> **Data supplied**

Issue #1456, opened 2024-08-27
Make level loader consistent with TR2X


rr-:
- Split the `Level_Load...` functions into even smaller functions (use TR2X for reference)
- Introduce benchmarks to every function
- Avoid file seeks by using intermediate arrays (use TR2X for reference)
- Finally, convert the loader routines to use the new VFile module

PR #1458, opened 2024-08-28
level: refactor level loader and introduce benchmarking

walkawayy:
#### Checklist

#### Description
Internal change. Breaks up the level loader into smaller functions to match TR2X. Adds benchmarking to functions. Also visually reordered a few functions to match the order the level loaded is loaded in. This is part 1 of the refactor described in #1456. I wanted to gather some benchmarking data before the change to a virtual file in a part 2 PR.

### DIFF
--- a/src/game/level.c
+++ b/src/game/level.c
@@ -25,6 +25,7 @@
 #include "global/types.h"
 #include "global/vars.h"
 
+#include <libtrx/benchmark.h>
 #include <libtrx/filesystem.h>
 #include <libtrx/log.h>
 #include <libtrx/memory.h>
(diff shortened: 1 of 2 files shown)


src/game/level.c
```diff
@@ -89,10 +99,50 @@ static bool Level_LoadFromFile(
...
         return false;
     }
 
+    if (!Level_LoadStaticObjects(fp)) {
+        return false;
+    }
+
+    if (!Level_LoadTextures(fp)) {
+        return false;
+    }
```
rr-: Actually we don't need to make these return a bool, as any error during level load is fatal and should cause the game to exit immediately.

rr- (commented):
Thanks. Can we also adjust this pull request to avoid seeks in `Level_LoadAnimFrames` in preparation for VFiles, as a separate commit? (Possibly remove all seeks altogether.)
This will require `Level_LoadAnims` to output `frame_pointers` information like in TR2X.

rr- (approved):

lahm86 (approved):
LGTM

PR #1459, opened 2024-08-29
console: use the new string functions

rr-:
#### Checklist

#### Description

A loose proposal how to refactor parsing the arguments of the console commands using https://github.com/LostArtefacts/libtrx/pull/19. I refactored a few commands to showcase how this works.

I'm not sure if I like this, honestly, and I'm eager to hear your opinion. It works great for boolean commands, but might make string handling more cumbersome. For instance, the `/play` command accepts a level name, but the new argument parsing requires spaces to be enclosed in quotes (e.g., `/play "great pyramid"`). The problem is, the console does not support all characters, and it's actually impossible to type this.

### DIFF
--- a/CHANGELOG.md
+++ b/CHANGELOG.md
@@ -4,6 +4,7 @@
 - fixed cameras with glide values sometimes moving in the wrong direction (#1451, regression from 4.3)
 - fixed `/give` console command giving duplicate items under some circumstances (#1463, regression from 3.0)
 - fixed `/give` console command confusing logging around mismatched items (#1463, regression from 3.0)
+- fixed `/flip` console command misreporting an already enabled flipmap as off (regression from 4.0)
 - fixed console commands causing improper ring shutdown with selected inventory item (#1460, regression from 3.0)
 - improved logs module names readability
 - improved crash debug information on Windows
--- a/src/game/console.c
+++ b/src/game/console.c
@@ -15,6 +15,7 @@
 #include <libtrx/log.h>
 
 #include <SDL2/SDL_keycode.h>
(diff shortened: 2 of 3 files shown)


rr-:
I've simplified the proposal to use only argument parser primitives, restoring the previous behavior, and it looks acceptable. However, this still adds a lot of code to libtrx. I'm hesitant to introduce it since the code, while functional, is currently unused and likely will remain unused due to the intended flexibility of the command arguments.

Maybe the introduced functions should just become a couple of `bool String_ParseBool(const char *input, bool *target);` without introducing this new module at all.

 LMK what you think.

lahm86:
It looks really good, but as you say maybe for now it's best to go with the simpler parsing functions for ease. No harm to leave it on a branch on libtrx for potential future integration?

rr-:
Gotcha – I'll open a new PR with `String_Parse(…)`, use that to simplify existing commands, and rebase this on top of that one.

rr-:
Done

walkawayy:
It works really nice! Only odd thing I noticed was doing something like `give 10 medi`. I think it's fine to give both small and large medi with this command since it's ambiguous, but it looks like it happens twice for small and large. This console log screenshot is from one `give` command.

image

rr-:
That's a separate bug, which happens because `Object_IdsFromName` doesn't ensure that the matched objects are unique.

Logged as https://github.com/LostArtefacts/TR1X/issues/1463.

walkawayy (approved):
lgtm

lahm86 (approved):

Issue #1346, opened 2024-04-27
Black screen and crash at UB start with custom EGYPT.PHD


bursoft-git:
Hello!
Thanks for your cool work guys!
I translate Tomb1Main-TR1X into russian, and use custom *.PHD files for this
Early versions of TR1X work fine with my custom *.PHD, but version 4.1 crash when i start UB
[EGYPT.ZIP](https://github.com/LostArtefacts/TR1X/files/15138149/EGYPT.ZIP)

TR1X.log
`../../src/specific/s_shell.c 160 S_Shell_ShowFatalError GameBuf_Alloc(): OUT OF MEMORY Cinematic frames -82272`

Other files, if needed, you can grab on my translation page
https://bursoft-portable.blogspot.com/p/tomb-raider-i-gold.html

lahm86:
This does appear to be a regression since 4.1 - many thanks for reporting the problem.

PR #1467, opened 2024-08-30
level: use virtual files during loading process

### LINKED ISSUE #1456: Make level loader consistent with TR2X

walkawayy:
Resolves #1456.

#### Checklist

#### Description
Internal change. This is part 2 of the refactor described in #1456. This introduces virtual files to the level loading process. I didn't notice any speedup on my machine so testing is appreciated. Maybe we need to do some benchmarking with everything on our PC closed. I definitely have a lot of windows and tabs open.

### DIFF
--- a/src/game/level.c
+++ b/src/game/level.c
@@ -719,13 +719,15 @@ static void Level_LoadAnimatedTextures(VFILE *file)
             file, range->textures, sizeof(int16_t) * range->num_textures);
     }
 
-cleanup:
+cleanup: {
     // Ensure to read everything intended by the level compiler, even if it
     // does not wholly contain accurate texture data.
-    if (end_position - VFile_GetPos(file) > 0) {
-        VFile_Skip(file, MAX(end_position, VFile_GetPos(file)));
+    const int32_t skip_length = end_position - VFile_GetPos(file);
+    if (skip_length > 0) {
+        VFile_Skip(file, skip_length);
     }
     Benchmark_End(benchmark, NULL);
+}
 }
 
 static void Level_LoadItems(VFILE *file)
--- a/src/game/level.c
+++ b/src/game/level.c
@@ -26,10 +26,10 @@
 #include "global/vars.h"
 
 #include <libtrx/benchmark.h>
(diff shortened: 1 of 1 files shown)


src/game/level.c
```diff
@@ -710,27 +710,29 @@ static void Level_LoadAnimatedTextures(MYFILE *fp)
...
-            fp, range->textures, sizeof(int16_t), range->num_textures);
+        VFile_Read(
+            file, range->textures, sizeof(int16_t) * range->num_textures);
     }
 
 cleanup:
     // Ensure to read everything intended by the level compiler, even if it
     // does not wholly contain accurate texture data.
-    File_Seek(fp, MAX(end_position, File_Pos(fp)), SEEK_SET);
+    if (end_position - VFile_GetPos(file) > 0) {
```
lahm86: This should be something like the following I think. The EGYPT.PHD file in #1346 crashes.
```c
const int32_t skip_length = end_position - VFile_GetPos(file);
if (skip_length > 0) {
    VFile_Skip(file, skip_length);
}
```

Or we implement `VFile_Seek` and use the previous `MAX` approach.

aredfan (approved):
I tested this PR build with level skip to make sure every level and cutscene loads ok. I also tried saving and loading a few times in Caves, Cistern and Atlantis. Both demos are loading fine as well. 

LGTM.

> I didn't notice any speedup on my machine so testing is appreciated.

I did notice something of a welcome improvement. Before this PR, I was having  frame drops of 1-2 when saving, or when opening the load game page. These frame drops are mostly gone.

src/game/level.c
walkawayy: Ok I added in your suggestion thanks!

lahm86 (approved):

rr- (approved):

PR #1469, opened 2024-08-30
data: switch from WEBP to JPEG

rr-:
#### Checklist

#### Description

The files appear identical visually, but the title menu loads much faster with this format. On my machine it goes down from 236 ms to around 150 ms. However, this bloats the asset size by 34% (9.4 MiB compared to 7.0 MiB).


walkawayy (commented):
Looks good except you missed the title, credits, and Eidos images in the UB gameflow file.

walkawayy (approved):

aredfan (approved):
LGTM.

lahm86 (approved):

rr-:
With the recent improvements on develop and #1470 the savings of this pull request went down to 15 milliseconds (130 ms vs 115 ms). I'll hold on for a bit longer to see if we can do better on other fronts prior to making this switch.

rr-:
All in all I don't think it's worth it anymore as the savings aren't so dramatic with the recent improvements on develop – especially considering the file size increase. Closing for now.

PR #1496, opened 2024-09-06
output: improve vertex movement

### LINKED ISSUE #1493: Improve vertex movement
When looking through water portals, all vertices in the opposite water status rooms move, which results in gaps where the rooms join. In TR2, room vertices have attributes for controlling this, but TR1 room vertices only have position and shade. Add an initial improvement to this, to target locking vertices that are on room edges.

image

Note that it won't feasibly be possible to fix every situation, as indeed you can see in TR2. This is a level design issue where vertices don't always match up between faces, and so the movement becomes out of sync. Fixing this would mean manually adjusting faces, vertices and tex infos, which is a very big task.

image

lahm86:
Resolves #1493.

#### Checklist

#### Description

This allows locking specific vertices such that they don't move when looked at through a water portal. We make use of an unused bit in vertex shading, and ensure shading is clamped to the max value.

This only covers vertices on water edges, as mentioned in #1493 there are other situations which would require a big undertaking of work to inject face/vertex/texture changes, and I don't think that it's feasible. This brings things into line with TR2 though, so it's a definite improvement.

I've tied this to the texture fix option in the config, but LMK if you think this deserves its own setting.

### DIFF
--- a/CHANGELOG.md
+++ b/CHANGELOG.md
@@ -20,6 +20,7 @@
 - improved level load times
 - improved logs module names readability
 - improved crash debug information on Windows
+- improved vertex movement when looking through water portals (#1493)
 
 ## [4.3](https://github.com/LostArtefacts/TR1X/compare/4.2...4.3) - 2024-08-15
 - added deadly water feature from TR2+ for custom levels (#1404)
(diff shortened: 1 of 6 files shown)


aredfan (approved):
A subtle but definitive improvement for TR1. 

I've checked some of the water rooms in Cistern, Obelisk and Return to Egypt, all LGTM.

rr- (approved):

rr-:
I think we can leave it linked with textures.

walkawayy (approved):

PR #1497, opened 2024-09-07
room: test sector range for Torso boss

### LINKED ISSUE #1236: OG bug: Torso death can lead to a softlock
I was reminded of this recently where killing Torso on a specific tile can lead to a softlock. If he dies on the tile where Lara spawns, the door does not open.

image

I see two possible fixes:
1. Change the logic [here](https://github.com/LostArtefacts/TR1X/blob/develop/src/game/objects/creatures/torso.c#L257) to test triggers on all tiles surrounding the one on which he dies.
2. Replace the trigger under Lara with another heavy trigger for the door, and implement some extra logic in the data to trigger the camera, music and egg on starting the level.

The first is easiest, but it may have a negative impact on custom levels (bit of a guess).
The second would need an extra item (a boulder in a hidden room) so it could affect existing saves.

I'm inclined to opt for the second as it is ultimately a data issue, and maybe put a warning in the release regarding old saves.

lahm86:
Resolves #1236.

#### Checklist

#### Description

This provides an option to test a range of sectors around the one on which a large and heavy item dies. It ultimately resolves the potential softlock when killing Torso boss in Great Pyramid. For custom levels, it should be switched off in the gameflow as builders have full control of FD design (although it may have some uses, the freedom is there of course).

The only other solution to the softlock that I could see would involve item injection (a hidden boulder somewhere to trigger the camera/egg/music at the start) but this would break existing and TombATI saves, and I couldn't think of a way around that problem.

Other heavy trigger activators aren't affected here as they're all less than the 1.5 tile limit introduced here.

Just for testing - getting Adam to actually end up on the problematic tile is time-consuming, so attached is an exe that forces him here on death.
[TR1X.zip](https://github.com/user-attachments/files/16917520/TR1X.zip)

### DIFF
--- a/src/game/room.c
+++ b/src/game/room.c
@@ -40,6 +40,8 @@ static int16_t Room_GetCeilingTiltHeight(
     const SECTOR_INFO *sector, const int32_t x, const int32_t z);
 static SECTOR_INFO *Room_GetSkySector(
     const SECTOR_INFO *sector, int32_t x, int32_t z);
+static void Room_TestSectorTrigger(
+    const ITEM_INFO *item, const SECTOR_INFO *sector);
 
 static void Room_TriggerMusicTrack(int16_t track, const TRIGGER *const trigger)
 {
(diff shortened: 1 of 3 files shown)


src/game/room.c
```diff
@@ -736,11 +739,41 @@ void Room_PopulateSectorData(
...
 void Room_TestTriggers(const ITEM_INFO *const item)
 {
-    const bool is_heavy = item->object_id != O_LARA;
     int16_t room_num = item->room_num;
-    const SECTOR_INFO *const sector =
+    const SECTOR_INFO *sector =
         Room_GetSector(item->pos.x, MAX_HEIGHT, item->pos.z, &room_num);
 
+    Room_TestSectorTrigger(item, sector);
+    if (item->object_id == O_LARA || !g_GameFlow.use_extended_triggers) {
```
rr-: Thanks. Is the torso boss the only enemy for which this criterion is true? If so, we could just hardcode it to always trigger this behavior for it only, and skip the gameflow changes.

lahm86: Yes, good point. That'll be cleaner, I'll sort that out.

rr- (approved):

aredfan:
I was able to lure the torso boss onto the starting trigger. This fix checks out. 👍

PR #1504, opened 2024-09-12
Objects cleanup

rr-:
#### Checklist

#### Description

- Moves `FX_INFO*`-based objects from `game/objects/*/` to `game/objects/effects/`.
- Moves `ITEM_INFO*`-based objects out of `game/objects/effects/` to other folders.
- Tries to keep only one object type per file - splits bridges, scions etc into multiple files. We still have the following objects being defined in a shared file:
    - Lion/Lioness/Puma
    - Mutants
    - Rat/Vole
    - Alligator/Crocodile
    - Switch / Underwater lever
- Renames the object `Lava` → `Ember`.
- Renames the object `LavaEmitter` → `EmberEmitter`.
- Renames the function `Lava_TestFloor` → `Room_TestLava`.
- Renames the function `Lava_Burn` → `Lara_CatchFire`.
- Removes the function `Pod_SetupBig`, since it's the same as `Pod_Setup`.
- Removes the function `LeadBar_Setup` since it's just `Pickup_Setup`.
- Merges `CutscenePlayer` setup routines into one.
- Fixes `Cog_Control` being used by drawbridges just because it happened to use the same code. There's one more weird usage of `Cog_Control` – `O_MOVING_BAR`, but I am not sure what this object is about.
- Moves `setup.c` to the `objects/` namespace.
- Changes the door cheat to also include drawbridges.


aredfan (approved):

rr-:
@aredfan thank you for testing. Just to be sure, can you please confirm if there are no regressions regarding:

- cutscenes
- Scions and Scion pedestals
- bridges
- drawbridges
- cog machine
- flames and embers
- darts
- lava wedge (the moving lava block during escape from The Great Pyramid)
- Thor's hammer
- Natla's fight

? The top elements are the riskiest, bottom ones are the least risky. Thanks again.

aredfan:
@rr- no problem at all, it's my pleasure to help out.

I did miss some of the things on your list so I checked them and double checked everything else as well.  I also made sure to test the barricades at the end of Folly and the drill in Natla's Mines, for good measure. All LGTM.

src/game/level.c
```diff
@@ -905,7 +905,7 @@ static void Level_CompleteSetup(int32_t level_num)
     Stats_ObserveRoomsLoad();
 
     // Must be called after all g_Anims, g_Meshes etc initialised.
-    Setup_AllObjects();
+    Object_SetupAllObjects();
```
walkawayy, line 908: Is the second "object" redundant? I guess "Object_SetupAll" might be a little unclear.

src/game/objects/common.c
```diff
@@ -128,6 +128,7 @@ const GAME_OBJECT_ID g_TrapdoorObjects[] = {
     O_TRAPDOOR,
     O_TRAPDOOR2,
     O_BIGTRAPDOOR,
+    O_DRAW_BRIDGE,
```
walkawayy: I think we can do one word "drawbridge". https://en.wikipedia.org/wiki/Drawbridge

It's usually spelled as one word (or with a hyphen according to Wikipedia). Also it's one word in its own .c file.

src/game/objects/general/scion1.c
```diff
@@ -0,0 +1,85 @@
...
+};
+
+static const OBJECT_BOUNDS *Scion1_Bounds(void);
+
+static const OBJECT_BOUNDS *Scion1_Bounds(void)
+{
+    return &m_Scion1_Bounds;
+}
+
+void Scion1_Setup(OBJECT_INFO *obj)
```
walkawayy, line 34: What do you think about having some sort of comment in each Scion file describing which one it is? Example - Qualopec pedestal Scion, Pierre dropped Scion, etc? Just the number has been confusing in the past. @lahm86 what do you think also?

walkawayy (approved):

src/game/objects/general/scion1.c
rr-: I'm all for it, I just don't know what each of them does :D

src/game/objects/common.c
rr-: Gotcha, will adjust libtrx as well

src/game/level.c
rr-: I don't have a strong opinion on either, maybe @lahm86 can chime in?

lahm86: Either is fine IMO. `Object_SetupAllObjects` is very clear as to what it does.

src/game/objects/general/scion1.c
lahm86: That would be great 😌 

- `O_SCION_ITEM` - ToQ and Sanctuary, triggers `O_LARA_EXTRA` pedestal pickup anim
- `O_SCION_ITEM2` - normal pickup
- `O_SCION_ITEM3` - the Great Pyramid shootable variety
- `O_SCION_ITEM4` - Atlantis, triggers `O_LARA_EXTRA` reach anim

rr-: Done

src/game/objects/common.c
rr-: Done

src/game/level.c
rr-: Let's leave as-is.

rr-:
I've updated with the remarks and also simplified `stats.c` a bit to use `Object_IsObjectType`. @aredfan can you please check that the total pickup and kill counts are as expected for each level?

walkawayy (approved):

src/game/stats.c
```diff
@@ -104,39 +84,34 @@ static void Stats_CheckTriggers(
 
             const ITEM_INFO *const item = &g_Items[item_num];
 
-            // Add Pierre pickup and kills if oneshot
-            if (item->object_id == O_PIERRE && sector->trigger->one_shot) {
-                Stats_IncludeKillableItem(item_num);
+            if (item->object_id == O_PIERRE) {
+                // Add Pierre pickup and kills if oneshot
```
walkawayy, line 88: Tiny thing but I think the comment can just say `Add Pierre kill if oneshot`. @lahm86 since the change to de-hardcode item drops, Pierre's pickup in the OG game is tallied from the gameflow? I think it used to be added here which is why the comment references it.

lahm86: Yes, it's handled in `Stats_IncludeKillableItem`.

lahm86 (approved):

aredfan:
@rr- I've found 2 irregularities with total pickups:

- Tomb of Qualopec total pickups is 7 in this PR, and 8 in dev snapshot.
- Sanctuary of the Scion total pickups is 28 in this PR, and 29 in dev snapshot.

rr-:
@aredfan fixed. Coincidentally we also accidentally fixed a bug where the `/give` command would not work with Scion in these two levels.

aredfan:
Total pickups is now correct in those 2 levels and the `/give scion` command is working too. LGTM. 👍

Issue #902, opened 2023-07-28
Weird black lines between distant blocks


Reyks21:
Basically you can see some horizontal lines in between the distant blocks, not sure if this is a T1Main or OG Bug.

Its very visible in the far snow in the first level, and some other places.

![image](https://github.com/LostArtefacts/Tomb1Main/assets/10340735/99409f1e-3f41-4ea3-b986-8911ab5ef302)
![image](https://github.com/LostArtefacts/Tomb1Main/assets/10340735/fb11b3d4-933e-44b1-99bb-d99017e5ab7c)

Richard-L:
@Rapora9 had found out these lines occurred to him when increasing Anisotropic Filtering too much. If you set it back to 1 it should work:

![](https://media.discordapp.net/attachments/948590366255374416/1074856965974532116/Nayttokuva_235.png)

Reyks21:
@Richard-L You're right, that fixed it! Thanks!

aredfan:
Not a T1M bug btw, TombATI have it too.

It's not the first time I seen this issue raised and reducing AF to 1.0 is a workaround.  While this issue is still open I would like to ask whether there's a way to fix this bug because the game looks great with AF set to 16.0, or would it be beyond the scope of this project?

Richard-L:
Would be worth limiting what can be entered in the config tool to guide users.

pas-de-2:
I ran into this when playing at a sub native resolution like 850x480, setting AF to 1x fixed it, thanks!

pas-de-2:
The sky in Temple of the Cat is another example of the conflict between >1 AF and Pretty Pixels. Reducing AF to 1 or turning off Pretty Pixels fixes it.

![Image](https://github.com/user-attachments/assets/79a29750-5e6b-46ff-a01f-1c4442daa945)

rr-:
Hey folks, is this still happening on TR1X 4.10?

pas-de-2:
Seems to be resolved from my brief testing of Caves and Temple of the Cat.

pas-de-2:
I noticed these lines return when using AF >1 and an upscaling factor >1

aredfan:
This bug can be fixed by setting `Supersampling` to `2` or more.  The option is only available in development snapshots for now.

PR #1512, opened 2024-09-14
output: improve anisotropic filter rendering

### LINKED ISSUE #1507: The Pretty pixels option adds gaps between textures
Hello everyone!
I use the build TR1X-4.3-68-g1cb8ae9-Windows
I prefer to play with the filtering turned off. In this mode, gaps between textures are sometimes visible, especially on moving textures.
Pretty pixels OFF
Pretty pixels OFF+
But with the Pretty Pixels option enabled, the gaps become even more noticeable! 
Pretty pixels ON+

Apparently, these half pixels just serve to hide these gaps.
Is there a way to mask these gaps?
Thanks!

rr-:
#### Checklist

#### Description

Resolves #1507. Improves #902.

For a definite solution, we'd need to artifically add a border around each texture face inside texture atlases, hence I keep #902 as open for now.

### DIFF
--- a/CHANGELOG.md
+++ b/CHANGELOG.md
@@ -25,6 +25,7 @@
 - improved logs module names readability
 - improved crash debug information on Windows
 - improved vertex movement when looking through water portals (#1493)
+- improved anisotropic filter rendering (#902, #1507)
 
 ## [4.3](https://github.com/LostArtefacts/TR1X/compare/4.2...4.3) - 2024-08-15
 - added deadly water feature from TR2+ for custom levels (#1404)
--- a/src/game/output.c
+++ b/src/game/output.c
@@ -432,16 +432,30 @@ static const int16_t *Output_CalcRoomVertices(const int16_t *obj_ptr)
     int32_t vertex_count = *obj_ptr++;
 
     for (int i = 0; i < vertex_count; i++) {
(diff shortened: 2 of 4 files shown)


rr-:
Actually, hold on – this makes the issue worse in the Gym near the staircase to the piano room. The problem is that the walls are constructed like this:

```
##
####
######
###### | ######
###### | ######
###### | ######
###### +-------
###### | ######
###### | ######
```

Since there's 1 quad for the left side and 2 quads for the right side, this causes the calculations to misalign the faces along the `|` seam.

lahm86:
> Actually, hold on – this makes the issue worse in the Gym near the staircase to the piano room. The problem is that the walls are constructed like this:
> 
> ```
> ##
> ####
> ######
> ###### | ######
> ###### | ######
> ###### | ######
> ###### +-------
> ###### | ######
> ###### | ######
> ```
> 
> Since there's 1 quad for the left side and 2 quads for the right side, this causes the calculations to misalign the faces along the `|` seam.

I was just testing a TRLE and it's a similar problem there too, and with a skybox present the gaps are much more obvious. I'd imagine this kind of texturing is quite common.

rr-:
Restored high precision room vertex computing – I don't think this has downgraded the original fix.

lahm86 (approved):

> **Try it**
Search the data for the string "simplified". List each line that has it.

> **Task output**
I've simplified the proposal to use only argument parser primitives, restoring the previous behavior, and it looks acceptable. However, this still adds a lot of code to libtrx. I'm hesitant to introduce it since the code, while functional, is currently unused and likely will remain unused due to the intended flexibility of the command arguments.
I've updated with the remarks and also simplified `stats.c` a bit to use `Object_IsObjectType`. @aredfan can you please check that the total pickup and kill counts are as expected for each level?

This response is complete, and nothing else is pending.